[[ AVAILABLE DATA open ]]
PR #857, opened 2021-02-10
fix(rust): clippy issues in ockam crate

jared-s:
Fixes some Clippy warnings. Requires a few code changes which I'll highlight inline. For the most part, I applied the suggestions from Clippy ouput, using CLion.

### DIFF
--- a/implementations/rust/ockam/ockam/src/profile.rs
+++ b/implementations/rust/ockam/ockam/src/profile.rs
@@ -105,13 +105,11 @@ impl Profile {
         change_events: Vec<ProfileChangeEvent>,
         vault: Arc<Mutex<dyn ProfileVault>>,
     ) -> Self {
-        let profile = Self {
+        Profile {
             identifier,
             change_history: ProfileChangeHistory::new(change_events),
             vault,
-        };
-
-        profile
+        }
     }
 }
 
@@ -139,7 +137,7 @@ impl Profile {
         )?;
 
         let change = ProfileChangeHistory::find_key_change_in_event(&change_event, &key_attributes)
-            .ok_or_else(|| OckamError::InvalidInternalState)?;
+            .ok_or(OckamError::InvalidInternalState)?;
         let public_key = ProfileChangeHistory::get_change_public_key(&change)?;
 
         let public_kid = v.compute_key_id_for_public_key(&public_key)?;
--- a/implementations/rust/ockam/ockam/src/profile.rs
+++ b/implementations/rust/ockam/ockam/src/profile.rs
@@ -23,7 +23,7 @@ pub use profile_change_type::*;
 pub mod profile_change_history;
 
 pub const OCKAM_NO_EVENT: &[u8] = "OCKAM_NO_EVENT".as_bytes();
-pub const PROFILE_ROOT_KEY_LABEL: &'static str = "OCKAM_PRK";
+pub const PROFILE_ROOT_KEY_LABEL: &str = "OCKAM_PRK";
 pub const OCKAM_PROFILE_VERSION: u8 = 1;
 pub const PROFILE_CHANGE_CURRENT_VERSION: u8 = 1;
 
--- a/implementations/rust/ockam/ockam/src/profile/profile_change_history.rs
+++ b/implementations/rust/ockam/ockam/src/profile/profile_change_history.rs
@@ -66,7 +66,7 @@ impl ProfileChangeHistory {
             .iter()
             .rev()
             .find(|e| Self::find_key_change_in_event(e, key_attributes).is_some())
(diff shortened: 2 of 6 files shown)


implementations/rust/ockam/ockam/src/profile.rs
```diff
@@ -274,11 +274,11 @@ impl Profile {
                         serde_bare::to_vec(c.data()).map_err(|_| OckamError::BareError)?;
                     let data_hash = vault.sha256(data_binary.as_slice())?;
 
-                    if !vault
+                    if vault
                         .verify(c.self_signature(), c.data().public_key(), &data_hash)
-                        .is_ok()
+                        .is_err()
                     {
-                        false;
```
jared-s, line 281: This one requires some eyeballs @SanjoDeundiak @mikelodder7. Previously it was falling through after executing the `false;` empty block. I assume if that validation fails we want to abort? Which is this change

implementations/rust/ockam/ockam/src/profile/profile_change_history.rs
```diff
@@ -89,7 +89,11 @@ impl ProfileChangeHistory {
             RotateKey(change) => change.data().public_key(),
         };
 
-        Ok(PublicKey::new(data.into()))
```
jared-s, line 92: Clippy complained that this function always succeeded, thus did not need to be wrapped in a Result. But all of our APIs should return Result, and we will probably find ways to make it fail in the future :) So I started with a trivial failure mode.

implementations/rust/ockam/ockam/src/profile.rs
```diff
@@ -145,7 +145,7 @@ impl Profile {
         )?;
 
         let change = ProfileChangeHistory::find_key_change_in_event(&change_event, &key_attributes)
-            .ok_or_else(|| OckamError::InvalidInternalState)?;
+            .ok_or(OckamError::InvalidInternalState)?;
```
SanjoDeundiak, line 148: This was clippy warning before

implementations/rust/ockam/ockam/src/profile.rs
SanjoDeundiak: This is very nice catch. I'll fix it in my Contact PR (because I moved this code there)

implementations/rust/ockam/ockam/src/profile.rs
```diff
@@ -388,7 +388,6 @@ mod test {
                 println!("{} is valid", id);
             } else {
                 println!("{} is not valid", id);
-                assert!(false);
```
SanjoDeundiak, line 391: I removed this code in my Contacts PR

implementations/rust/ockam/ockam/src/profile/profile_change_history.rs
[[ AVAILABLE DATA closed ]]
- _ABOUT THIS EXERCISE_
Whatever the entries say, repeat all of them exactly.

- _TASK RESULT_
PR #857, opened 2021-02-10
fix(rust): clippy issues in ockam crate

jared-s:
Fixes some Clippy warnings. Requires a few code changes which I'll highlight inline. For the most part, I applied the suggestions from Clippy ouput, using CLion.

### DIFF
--- a/implementations/rust/ockam/ockam/src/profile.rs
+++ b/implementations/rust/ockam/ockam/src/profile.rs
@@ -105,13 +105,11 @@ impl Profile {
         change_events: Vec<ProfileChangeEvent>,
         vault: Arc<Mutex<dyn ProfileVault>>,
     ) -> Self {
-        let profile = Self {
+        Profile {
             identifier,
             change_history: ProfileChangeHistory::new(change_events),
             vault,
-        };
-
-        profile
+        }
     }
 }
 
@@ -139,7 +137,7 @@ impl Profile {
         )?;
 
         let change = ProfileChangeHistory::find_key_change_in_event(&change_event, &key_attributes)
-            .ok_or_else(|| OckamError::InvalidInternalState)?;
+            .ok_or(OckamError::InvalidInternalState)?;
         let public_key = ProfileChangeHistory::get_change_public_key(&change)?;
 
         let public_kid = v.compute_key_id_for_public_key(&public_key)?;
--- a/implementations/rust/ockam/ockam/src/profile.rs
+++ b/implementations/rust/ockam/ockam/src/profile.rs
@@ -23,7 +23,7 @@ pub use profile_change_type::*;
 pub mod profile_change_history;
 
 pub const OCKAM_NO_EVENT: &[u8] = "OCKAM_NO_EVENT".as_bytes();
-pub const PROFILE_ROOT_KEY_LABEL: &'static str = "OCKAM_PRK";
+pub const PROFILE_ROOT_KEY_LABEL: &str = "OCKAM_PRK";
 pub const OCKAM_PROFILE_VERSION: u8 = 1;
 pub const PROFILE_CHANGE_CURRENT_VERSION: u8 = 1;
 
--- a/implementations/rust/ockam/ockam/src/profile/profile_change_history.rs
+++ b/implementations/rust/ockam/ockam/src/profile/profile_change_history.rs
@@ -66,7 +66,7 @@ impl ProfileChangeHistory {
             .iter()
             .rev()
             .find(|e| Self::find_key_change_in_event(e, key_attributes).is_some())
(diff shortened: 2 of 6 files shown)


implementations/rust/ockam/ockam/src/profile.rs
```diff
@@ -274,11 +274,11 @@ impl Profile {
                         serde_bare::to_vec(c.data()).map_err(|_| OckamError::BareError)?;
                     let data_hash = vault.sha256(data_binary.as_slice())?;
 
-                    if !vault
+                    if vault
                         .verify(c.self_signature(), c.data().public_key(), &data_hash)
-                        .is_ok()
+                        .is_err()
                     {
-                        false;
```
jared-s, line 281: This one requires some eyeballs @SanjoDeundiak @mikelodder7. Previously it was falling through after executing the `false;` empty block. I assume if that validation fails we want to abort? Which is this change

implementations/rust/ockam/ockam/src/profile/profile_change_history.rs
```diff
@@ -89,7 +89,11 @@ impl ProfileChangeHistory {
             RotateKey(change) => change.data().public_key(),
         };
 
-        Ok(PublicKey::new(data.into()))
```
jared-s, line 92: Clippy complained that this function always succeeded, thus did not need to be wrapped in a Result. But all of our APIs should return Result, and we will probably find ways to make it fail in the future :) So I started with a trivial failure mode.

implementations/rust/ockam/ockam/src/profile.rs
```diff
@@ -145,7 +145,7 @@ impl Profile {
         )?;
 
         let change = ProfileChangeHistory::find_key_change_in_event(&change_event, &key_attributes)
-            .ok_or_else(|| OckamError::InvalidInternalState)?;
+            .ok_or(OckamError::InvalidInternalState)?;
```
SanjoDeundiak, line 148: This was clippy warning before

implementations/rust/ockam/ockam/src/profile.rs
SanjoDeundiak: This is very nice catch. I'll fix it in my Contact PR (because I moved this code there)

implementations/rust/ockam/ockam/src/profile.rs
```diff
@@ -388,7 +388,6 @@ mod test {
                 println!("{} is valid", id);
             } else {
                 println!("{} is not valid", id);
-                assert!(false);
```
SanjoDeundiak, line 391: I removed this code in my Contacts PR

implementations/rust/ockam/ockam/src/profile/profile_change_history.rs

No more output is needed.